Hannah is very expressive and direct. When she says what she means it catches us off guard. She does not respond well to other women, and has developed a fondness for Pendleton. We are unsure if we can trust her as she does not mix her alcohol with sugar, nor her vegetables with ketchup. She thinks her cynicism and sarcasm are funny, but she is rude and offensive. Hannah would not work well in an environment where trust is built on permissive attitudes.

 

My Friends

Hannah who? Hannah lacks the discipline and flexibility required to manage her schedule. She often doesn’t respond to messages for days. It is difficult to communicate with her about events, opportunities and get-togethers. She does not initiate contact well on her own. She is all too pleased by her own cleverness.
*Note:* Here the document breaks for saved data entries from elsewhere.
PR #96, opened 2025-09-18
test: add assumption for user address in supply collateral test

adhusson:


QGarchery (approved):
Completely fine assumption to make, but why does it matter / why is it needed here ?

adhusson:
The check "balance of user" fails when `user == terms`.

MathisGD (approved):

PR #97, opened 2025-09-18
refactor: reuse health computation in liquidation

adhusson:
oracle prices are no longer reused

### DIFF
--- a/src/Terms.sol
+++ b/src/Terms.sol
@@ -75,7 +75,7 @@ contract Terms is ITerms {
             totalBonds[id] += bought;
             totalBonds[id] -= withdrawn;
 
-            (uint maxDebt, ) = health(term,seller);
+            (uint256 maxDebt,) = health(term, seller);
             require(debtOf[seller][id] <= maxDebt, "Seller is unhealthy");
         }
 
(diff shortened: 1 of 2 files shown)


src/Terms.sol
```diff
@@ -257,21 +249,18 @@ contract Terms is ITerms {
         require(signatory != address(0) && offer.offering == signatory, "Invalid signature");
     }
 
-    function _isHealthy(Term memory term, address borrower) internal view returns (bool) {
+    ///@dev Returns the max debt and the repayable debt.
+    function health(Term memory term, address borrower) public view returns (uint256, uint256) {
```
peyha, line 253: `health` could also return an array with collateral prices to prevent multiple oracle price calls

peyha (commented):
I personally prefer this version of `health` as it can be re-used more easily (especially in the post-maturity dutch auction)

QGarchery (changes requested):
To me it's more important that we reuse oracle price values instead of calling them twice

MathisGD:
agree with quentin. Health could also return the list of prices, but then it becomes heavy. Closing for the moment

Hannah would work best in an environment where she doesn’t have to be around other people.

 

In good humor,

Your loving daughter/sister/wife/mother/sister-in-law/friend

 

~Hopefully I still have people in my life after this

 

 

 

The UnChristmas Letter

I didn’t write a Christmas letter this year because:

  1. All of my major breaks happen on social media, so I don’t need to mortar in the cracks
  2. My life is so much about parenthood it’s shameful.
  3. Nothing I could compose touches how deeply disturbed I am by the actions of men in power in this country and the hatred, abuse, discrimination, violence, and bullying they continue to endorse.
  4. Christmas letters are our parents’ thing.
  5. I have been meaning to start a blog far before I became a mother, far before I quit my day job, and this was a way to face off the procrastination monkey (reference TED Talk https://www.ted.com/talks/tim_urban_inside_the_mind_of_a_master_procrastinator?utm_campaign=tedspread–a&utm_medium=referral&utm_source=tedcomshare).

 

Last Sunday, as we do most weekend mornings, my husband, daughter and I were walking in a wondrous natural area, not more than a quarter mile from our house. It is brimming with ancient old cedars, deities whose presence astonishes me, even as it welcomes me in embrace. Our moods are contemplative and creative; discharge status: optimistic.

 

Under examination this week: the radioactive nature of interpersonal investment. I like to set my sites on goals in linear formation, but the moment I turn my attention, I find myself needing to circle back, somewhat derelict in realization. Self-improvement isn’t something I ever get to check off my list because even the characteristics I thought I had changed misbehave when no one is monitoring.

 

Impatience rues the day we manage to forgive ourselves. I am continuously assessing the next horizon, intent on what I should be managing or realizing next, on a micro or a macro level, which annihilates the present, a place my daughter is always calling me back to. Letting go is an art I study with vigor, but which I am uncertain I will ever master; the decay of my attentive intentions, rapidly outpacing energy collection. As we round the corner, my daughter campaigns for my attention in excitement. She wants to get out of the pack and toddle a ways, an apt investment in self-improvement.